Le Proche-Orient est un des pires exemples qui soient des effets catastrophiques du mensonge, de la dissimulation et de l'amnésie sélective que se permettent les plus forts. Depuis des années, Israël amenuise les territoires palestiniens par le « cancer » de ses colonies (l'expression est celle du Monde diplomatique), mais Sharon et Bush n'ont à la bouche que le terme de légitime défense. Quand la communauté internationale exige un retrait immédiat des troupes israéliennes, Sharon ignore l'ordonnance, comme il empêche l'enquête sur Jénine. Israël, les États-Unis et le Canada protestent à Durban quand on accuse Israël de racisme, mais personne ne dit mot quand le budget israélien, au dire de Human Rights Watch, traite de façon discriminatoire les enfants de sang palestinien. En mars dernier, les États-Unis se félicitaient d'avoir piloté à l'ONU la résolution 1397. On y évoquait « la vision d'une région où deux États, Israël et la Palestine, vivraient côte à côte dans des frontières sûres et reconnues ». Trois mois plus tard, le président Bush estime que le temps n'est pas venu de songer à un État palestinien, ni de répondre sérieusement aux propositions du prince Abdallah. Après avoir reconnu que Yasser Arafat est l'interlocuteur incontournable, voilà que le président Bush se rallie au point de vue de Sharon : Arafat est responsable de la violence même quand Israël le prive de tout moyen d'action.
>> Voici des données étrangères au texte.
PR #46, opened 2020-04-11
Extract Play component

danwang:
r? @rbtying 

Extracts the Play component to a separate file, along with some other imports


frontend/src/Play.tsx
```diff
@@ -0,0 +1,128 @@
...
+  const sendEvent = (event: {}) => (send: (value: any) => void) => () => {
+    send(event);
+  };
+  const takeBackCards = sendEvent({Action: 'TakeBackCards'});
+  const endTrick = sendEvent({Action: 'EndTrick'});
+  const startNewGame = sendEvent({Action: 'StartNewGame'});
+
+  const {playPhase} = props;
+
+  // TODO: instead of telling who the player is by checking the name, pass in
```
rbtying, line 39: lol. yes, this is dumb.

rbtying: we can/should just pass the player ID back in the state...

frontend/src/Play.tsx
```diff
@@ -0,0 +1,128 @@
...
+  const canPlay = lastPlay
+    ? selected.length === lastPlay.cards.length
+    : selected.length > 0;
+  const canTakeBack = lastPlay && currentPlayer.id === lastPlay.id;
+
+  const shouldBeBeeping = props.beepOnTurn && isCurrentPlayerTurn;
+
+  const remainingCardsInHands = Object.values(playPhase.hands.hands)
+    .map((playerHand) => {
+      return Object.keys(playerHand).length;
```
rbtying, line 58: `playerHand` is a map<Card, usize>, so we need to sum the inner values too right? (although, when zero this is also zero, so it serves its purpose either way)

danwang: ooooh, I see -- because of the case of duplicate cards. What do you think about using array<Card> format for hands always? I can add some more utils for doing things like add/remove cards from a hand

Will fix in the next commit to this branch

rbtying: the counts data structure is useful on the backend for the actual play validation, and right now the backend datastructure is just serialized to the frontend without modification ( https://github.com/rbtying/shengji/blob/ad156e21d07c369b4912fbe2bb99bd47afa5cd77/core/src/hands.rs#L25 )

I think determining whether the game is over is pretty much the only use case for looking at `hands` right now (they're redacted anyways for other players), since the parallel `cards` array exists to denote ordering

danwang: fixed in 01110a694de54f995383dbc14c87c313706f86d6

danwang:
ptal @rbtying updated in 01110a694de54f995383dbc14c87c313706f86d6 to sum counts of cards

danwang:
yep, I've been going through:
- set up with four players
- deal cards
- play one trick

Issue #32, opened 2020-04-08
improved detail in game log messages in chat


danwang:
<img width="181" alt="Screen Shot 2020-04-07 at 10 21 15 PM" src="https://user-images.githubusercontent.com/935063/78737704-2d0c9300-791e-11ea-93f7-83f3dd3f7886.png">

suggestion: if the backend can return structured data message like
```
{
  type: 'play',
  player: PlayerID,
  cards: Array[Card],
}
```
we could render in the chat more detailed information, like
- rendering cards as displayed number + suit instead of the card text
- making names clickable, or rendering them in a different color depending on team

rbtying:
this seems very reasonable / not very hard to do!

We'd want to update the messages returned from functions on `GameState` to be a new `GameMessage` enum which derives Serialize and Deserialize, and render the relevant strings in the frontend.

PR #48, opened 2020-04-12
Use structured broadcast messages in the game engine

rbtying:
Part 1 of the necessary infrastructure for #32

### DIFF
--- a/frontend/src/Chat.tsx
+++ b/frontend/src/Chat.tsx
@@ -1,7 +1,38 @@
 import * as React from 'react';
 import classNames from 'classnames';
+import {IGameMode} from './types';
 
-export type Message = {from: string; message: string; from_game?: boolean};
+export type MessageVariant =
+  | 'ResettingGame'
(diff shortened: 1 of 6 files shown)


frontend/src/Chat.tsx
```diff
@@ -1,7 +1,38 @@
 import * as React from 'react';
 import classNames from 'classnames';
+import {IGameMode} from './types';
 
-export type Message = {from: string; message: string; from_game?: boolean};
+export type MessageVariant =
+  | 'ResettingGame'
```
danwang, line 6: Are there any ways to get these to serialize to something like `{ResettingGame: true}` instead?

rbtying: there are `serde_json` configuration flags that allow this, but I think it is better to be consistent with the other enums on the wire now, and then change all of them at once.

https://serde.rs/enum-representations.html

internal or external tagging is probably the most JSON-y approach here?

PR #50, opened 2020-04-12
Add layout and fix chat to side

danwang:
r? @rbtying 

Added some layout components and turn the chat into a fixed box on the side. The chat is sticky here, even if scrolling down on the page to see points

Screen Shot 2020-04-12 at 4 01 21 AM

### DIFF
--- a/frontend/src/Chat.tsx
+++ b/frontend/src/Chat.tsx
@@ -35,8 +35,24 @@ const Chat = (props: Props) => {
   };
 
   return (
-    <div className="chat">
-      <div className="messages">
+    <div
+      style={{
+        width: '19%',
+        maxWidth: '300px',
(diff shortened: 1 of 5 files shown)


rbtying:
nice! I'll check this out on a smaller screen to play with it

rbtying:
image
It looks like this might do weird things with the "Reset Game" link (as you change the horizontal size of the window).

As ugly as it might be, I think it would be preferable to reduce the size of the chat box (i.e. less y-height) to allow more space for the cards to be displayed. I'm not very familiar with flex-box, but maybe that's easy?

In practice the chat box is only used to look at game messages, so it doesn't seem like an item of particular focus (in fact, you could imagine having a setting to hide it entirely)

PR #57, opened 2020-04-12
Add inline cards to game log

danwang:
r? @rbtying 

Render "PlayedCard" messages using the data. We can now show inline representations of cards which respects fourcolor mode, e.g.

Screen Shot 2020-04-12 at 5 04 55 PM
Screen Shot 2020-04-12 at 5 05 01 PM

I added a function `convertApiUnion` that turns variants into tagged unions that Typescript can do exhaustive type checking on: e.g.

```
'Tractor' => {type: 'Tractor'}
{Foo: {bar: 'baz'}} => {type: 'Foo', bar: 'baz'}
```


core/src/game_state.rs
```diff
@@ -25,7 +25,7 @@ pub enum MessageVariant {
     NumFriendsSet { num_friends: Option<usize> },
     GameModeSet { game_mode: GameModeSettings },
     TookBackPlay,
-    PlayedCards { cards: Vec<Card> },
+    PlayedCards { player_name: String, cards: Vec<Card> },
```
rbtying: hm. You should have this information from `actor`, right? I don't think it needs to be duplicated here.

frontend/src/InlineCard.tsx
```diff
@@ -0,0 +1,56 @@
+import * as React from 'react';
+import {AppStateConsumer} from './AppStateProvider';
+import {unicodeToCard, cardToUnicodeSuit, SuitCard} from './util/cardHelpers';
+import ElementWithProps from './ElementWithProps';
+
+const ColoredDiv = (color: string) =>
+  ElementWithProps('span', {
+    style: {color, paddingLeft: '0.1em', paddingRight: '0.1em'},
+  });
+const Black = ColoredDiv('#000000');
```
rbtying, line 10: I have a preference for using the CSS classes (just the unicode suit names) for this because it makes it easier to user CSS -- thoughts?

frontend/src/util/cardHelpers.ts
```diff
@@ -0,0 +1,66 @@
...
+  rank: Rank;
+  suit: Suit;
+};
+
+type Card = SuitCard | {type: 'big_joker'} | {type: 'little_joker'};
+
+// prettier-ignore
+const orderedRanks: (Rank | null)[] = [
+  'A', '2', '3', '4', '5', '6', '7',
+  '8', '9', 'T', 'J', null, 'Q', 'K',
```
rbtying, line 19: I see that you found the "knight" thing in unicode. lol.

Rather than implementing this stuff here, though, can we add additional information as necessary to cards.js, and pass the information from the backend? Having two unicode<->card<->suit mappings feels not ideal.

rbtying:
> I added a function convertApiUnion that turns variants into tagged unions that Typescript can do exhaustive type checking on: e.g.

Can we set serde to generate the tagged union directly instead? it should just be an annotation on `MessageVariant`.

core/src/game_state.rs
danwang: the list of players isn't present in the message. So we'd either need to combine the Message with the GameState, assuming that it is in a state with players, or add it here

frontend/src/util/cardHelpers.ts
danwang: Removed unicode stuff in 638245f6d3464a95ddc717139e42cc100f71a532

danwang:
ptal @rbtying 
- updated serde serialization in f8e8edb5fe7062d86cc7964a3626fee6c55278f7
- responded inline re: `player_name`. Do you have a suggestion for how to access the names? So far, ChatMessage doesn't depend on game_state as a prop

One of benefits of using styles-in-js is that you don't have to deal with the indirect, global nature of CSS sheets. With CSS, the contract/interface is implicit (add a class, and something will happen). We lose static analysis on that -- class names can be dynamically added, and cannot restrict which elements get that class! But if we render all cards through a `InlineCard` or `FullSizedCard`, each component is responsible for its own rendering (including color). Reuse is done like other pieces of code, via exports

frontend/src/util/cardHelpers.ts
danwang: Is there a way to generate cards.js as a file that can be checked in? any code referencing this cannot run in unit tests

rbtying: yeah, we can do that. maybe add a Rust test which asserts the checked in version and the generated version match, too.

danwang:
ptal @rbtying 
Removed inline color choice in 3178c61

here's what it looks like now: 
Screen Shot 2020-04-12 at 8 43 12 PM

Au passage, le président Bush, sans doute au nom du principe de non-ingérence, critique vertement le nouveau cabinet palestinien, en oubliant le racisme de plusieurs membres du gouvernement Sharon. Mensonges et amnésie.

La démocratie a besoin d'information. Certains chefs d'État feraient oeuvre démocratique s'ils reconnaissaient aux mots le droit à une stabilité minimale.